Inflation continued to drift down in June, as falling energy prices and the early arrival of summer sales helped to mask persistent price pressures in other parts of the economy.
Figures released by the Central Statistics Office (CSO) show the inflation rate fell from 3.7 per cent in May to 3.5 per cent in June. Inflation has been in decline for four consecutive months, with commentators predicting further falls over the rest of the year as a disinflationary trend takes hold.
Last month's inflation rate was the lowest recorded since the end of 1999.
Opposition parties have been quick to warn against complacency on price growth, however, repeating calls for greater competition in sheltered markets.
The latest data show that, while the annual rate of inflation for goods has fallen to 1.3 per cent, price growth in the services sector remains stubbornly high at 5.6 per cent.
Education prices are almost 10 per cent higher than they were a year ago, while health costs have increased by almost 8 per cent. Prices paid in restaurants, hotels and pubs have risen by 6.5 per cent, pushed in part by higher excise duties.
The Irish Hotels Federation responded to the numbers by calling on the Government to accelerate its commitment to driving down the costs of doing business.
Fine Gael's finance spokesman, Mr Richard Bruton, said the latest data highlighted "the dramatic scale of the Government's contribution to inflation".
He claimed it was "the height of cynicism" for the Government to have committed to an anti-inflation initiative in the latest partnership agreement.
Small-business lobby the Irish Small and Medium Enterprises Association urged the Government to stop interfering in the market unless it was prepared to reduce the cost of its own services.
The most significant annual fall in inflation last month came in clothing and footwear, where prices declined by 5.9 per cent.
The cost of home heating oil dropped by 4.5 per cent.
Economists said further reductions in the overall rate can be expected over coming months as the effect of June's cut in interest rates works its way into the numbers.
AIB economist Mr Oliver Mangan said that, if current disinflationary trends were maintained, annual price growth could dip below 2 per cent at the start of next year.
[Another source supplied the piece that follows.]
PR #271, opened 2026-09-17
Add --artifact flag to generate command to associate a file with SBOM

Urist-McGit:
By associating a file artifact with the generated SBOM we can provide artifact related information for the root component.

The filename is referenced the packageFileName field in SPDX, and ~as external file:// reference in CDX~ in `evidence.occurrences`. Hashes of the artifact are also calculated and added to the root component, along the omnibor artifact ID and the swhid.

This would bring Irish inflation within the European Central Bank's (ECB) targeted rate for the first time, but, if accompanied by drops in other EU states, could give rise to deflation concerns.
The ECB yesterday left euro-zone interest rates unchanged at 2 per cent, predicting that the economy would begin to pick up as 2003 draws to a close.
ECB president Mr Wim Duisenberg said current rates were "appropriate" and were likely to remain unchanged for "a considerable time to come".
Economists at Davy Stockbrokers believe a rate cut can be expected before the end of the year, however.
Davy says that when this is combined with a moderation in domestic wage growth and cheaper imports, Irish inflation will move towards 2.5 per cent.
Green Party finance spokesman Mr Dan Boyle said the June decline should be considered against a backdrop of declining economic growth and increasing employment. He also accused the Tánaiste, Ms Harney, of adopting a "let them eat cake" attitude to price mark-ups.
Mr Brendan Howlin, Labour's spokesman on enterprise, trade and employment, was also critical of the Tánaiste's recent advice to shop around, saying it proved how distant she was from "the reality facing hard-pressed consumers on a daily basis".
Ms Ailish Forde of independent grocers' group, RGDATA, said 1.6 per cent inflation recorded in the grocery sector last month proved that grocers were delivering on competition. She described suggestions to the contrary as "persistent slurs".